A-Maze-ing: Is It Same or Different? (France-is-New Orleans-is-Home)
It’s amazing to think about the life I now live in France. It is amazing because I am astonished how the “same is different” yet the “difference is the same” when I think about here and my other home, back in New Orleans, Louisiana.
In France as in New Orleans, depending on your location, it is quiet, beautiful, picturesque, and full of old, rich cultural traditions. In both places, I can eat marvelous food, pastries, and drink great coffee or tea. In both places, I have been blessed to be surrounded with loving, kindhearted, and friendly people. There are some different habits, which are secret treasures in France (stopping for lunch daily at noon, dinner at seven, and walking as my mode of transportation almost all of the time) that I’ve loved adopting. Nothing here — new, different or otherwise — is in any way driving me to want my time here to hurry over the coming months.
I am not ready to return to New Orleans. I left there because my desire was to leave the monotony (busy, busy, and busy) of everyday life, so that I could find my quiet place of rest. Little did I imagine I would find such a beautiful, quiet space as this village, which is at once so new and so familiar. It seems n some days like I have lived here forever.
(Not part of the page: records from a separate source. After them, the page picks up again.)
PR #4598, opened 2025-01-13
KTOR-8057 Introduce base class for client engine tests

osipxd:
**Subsystem**
Client, Test Infrastructure

**Motivation**
[KTOR-8057](https://youtrack.jetbrains.com/issue/KTOR-8057) Introduce base class for client tests
[KTOR-8058](https://youtrack.jetbrains.com/issue/KTOR-8058) Don't publish internal test artifacts

**Solution**
- Move test infrastructure classes from `ktor-client-tests` to a new module `ktor-client-test-base`
- Add new class `ClientEngineTest` simplifying testing of client engines, enabling timeouts and retries.
- Migrate existing client engine tests to the new test infrastructure

It's simpler to review commit by commit


build.gradle.kts
```diff
@@ -26,9 +26,12 @@ val configuredVersion: String by extra
 
 apply(from = "gradle/verifier.gradle")
 
-extra["skipPublish"] = mutableListOf(
+val internalProjects = listOf(
+    "ktor-client-tests",
+    "ktor-server-test-base",
```
osipxd, line 32: @bjhham, is it okay that I exclude `ktor-server-test-base` from publishing?

ktor-client/ktor-client-test-base/common/src/io/ktor/client/test/base/ClientLoader.kt
```diff
@@ -88,7 +88,7 @@ abstract class ClientLoader(private val timeout: Duration = 1.minutes) {
 
     /** Excludes the specified [engines] from test execution. */
     fun except(engines: List<String>): EngineSelectionRule {
-        val skipPatterns = engines.map(EnginePattern::parse)
+        val skipPatterns = engines.map(EnginePattern.Companion::parse)
```
osipxd, line 91:
```suggestion
        val skipPatterns = engines.map(EnginePattern::parse)
```

ktor-client/ktor-client-test-base/common/src/io/ktor/client/test/base/ClientEngineTest.kt
```diff
@@ -0,0 +1,19 @@
...
+package io.ktor.client.test.base
+
+import io.ktor.client.engine.*
+import io.ktor.test.*
+import kotlin.time.Duration
+import kotlin.time.Duration.Companion.minutes
+
+abstract class ClientEngineTest<T : HttpClientEngineConfig>(private val factory: HttpClientEngineFactory<T>) {
+
+    fun testClient(
```
osipxd, line 14: Any ideas regarding naming are welcome

build.gradle.kts
bjhham: Yeah, it kinda looks like `ktor-test-base` was a typo here, or maybe it was renamed... Pretty sure `ktor-test-base` doesn't exist right?

osipxd: `ktor-test-base` is a former `ktor-junit`. I've renamed it to use as a multiplatform module sharing common test utils between client and server tests. My question was about `ktor-server-test-base` because it wasn't included in this list and it could be done for some purpose.

bjhham: Ah so that's it!  It's all coming back to me now - so `ktor-server-test-base` was being used previously in lieu of `ktor-server-test-host`, so we needed to publish it with the relocation link.  So now we can remove it from the publications and all should be good.

ktor-client/ktor-client-test-base/common/src/io/ktor/client/test/base/ClientEngineTest.kt
bjhham: I would've chosen the same 😄

bjhham (approved):
All looks good to me, nice job 👍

As I gaze at the picture that I’ve attached here — an aerial photo of l’Abbaye where I’m spending my semester — it appears like my historic home is a maze. Maybe this represents our amazing life in France? Because just as one can get lost in a maze, one can and will come out of the maze finally, knowing more than at the point of entry. So, too, are we lost in our own world here — with the rush of academia brought to life from Monday — Friday by les professeurs. Until the weekends come, and we are fall into a different experience of time and space, as the center of our excitement shifts to be about visiting chateaux, museums, and quaint little towns that have existed for a thousand years or more before our own visits and journeys.
No, I am not ready to leave this place and space, which are offering me amazing adventures and learning every day. (And also the quiet I’ve needed and that brought me here from my beloved and never-forgotten New Orleans.) Because here it is the same and different every day from my home. And in noticing all of that continuity and rupture, there’s also something waiting for me almost every day: serenity.